Hesketh Kendall was sitting at the back of the hall next to Hester who had come in late. Charles wondered what he had expected from the lecture. Whatever it was, his glum expression suggested he had not found it.
When the discussion was finally brought to a close and Charles had been duly thanked, coffee was served. Charles, finding himself standing beside Hesketh, said, ‘I hoped you might have defended my client.’
‘If I took any brief, it would be Vronsky’s. I can’t understand why the poor fellow should get such a bad press. After all, he gave up his career for the woman and it must have been hard for him when she started whingeing.’

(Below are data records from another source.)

PR #85, opened 2020-06-10
chore: test with composer 2

mr-feek:
following along with https://github.com/laravel/framework/pull/33158


muglug:
Merging because Composer v1 can't really deal effectively with this plugin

Hester thought that had there been a suitable weapon to hand Charles might well have assaulted Hesketh Kendall.
Near by a man was saying, ‘No one hates change more than your countryman. Khrushchev couldn’t get the peasants to change any more than Levin could.’
A woman said, ‘No, no, he detested women! At least he kills off Anna cleanly, but look what he did to Natasha.’
As they left the hall, Hesketh Kendall said to Charles, ‘Why not a lecture on Mrs Gaskell? Now, there is a woman one can be comfortable with.’
‘I can read Mrs Gaskell on my own,’ Shirley Treglowan said to Charles. They seemed to have found themselves alone in the car park. The mist had not come up from the river and it was a warm, scented night. Charles, fidgeting with his car keys, supposed he would have to offer her a lift. He thought it unmannerly of Hester to have departed with such alacrity, taking Valentine with her. He had himself intended to offer Valentine a lift. ‘But I need help with Tolstoy otherwise I miss so much. You wouldn’t think of taking a small class? I’m sure there would be others who would be interested. We could do Dostoevsky, too.’
‘Can I give you a lift?’
‘I’ve got my bike, thanks just the same.’
He was so relieved that he said, ‘Yes, I don’t see why not, provided there are sufficient people who are interested. We might even take in Turgenev.’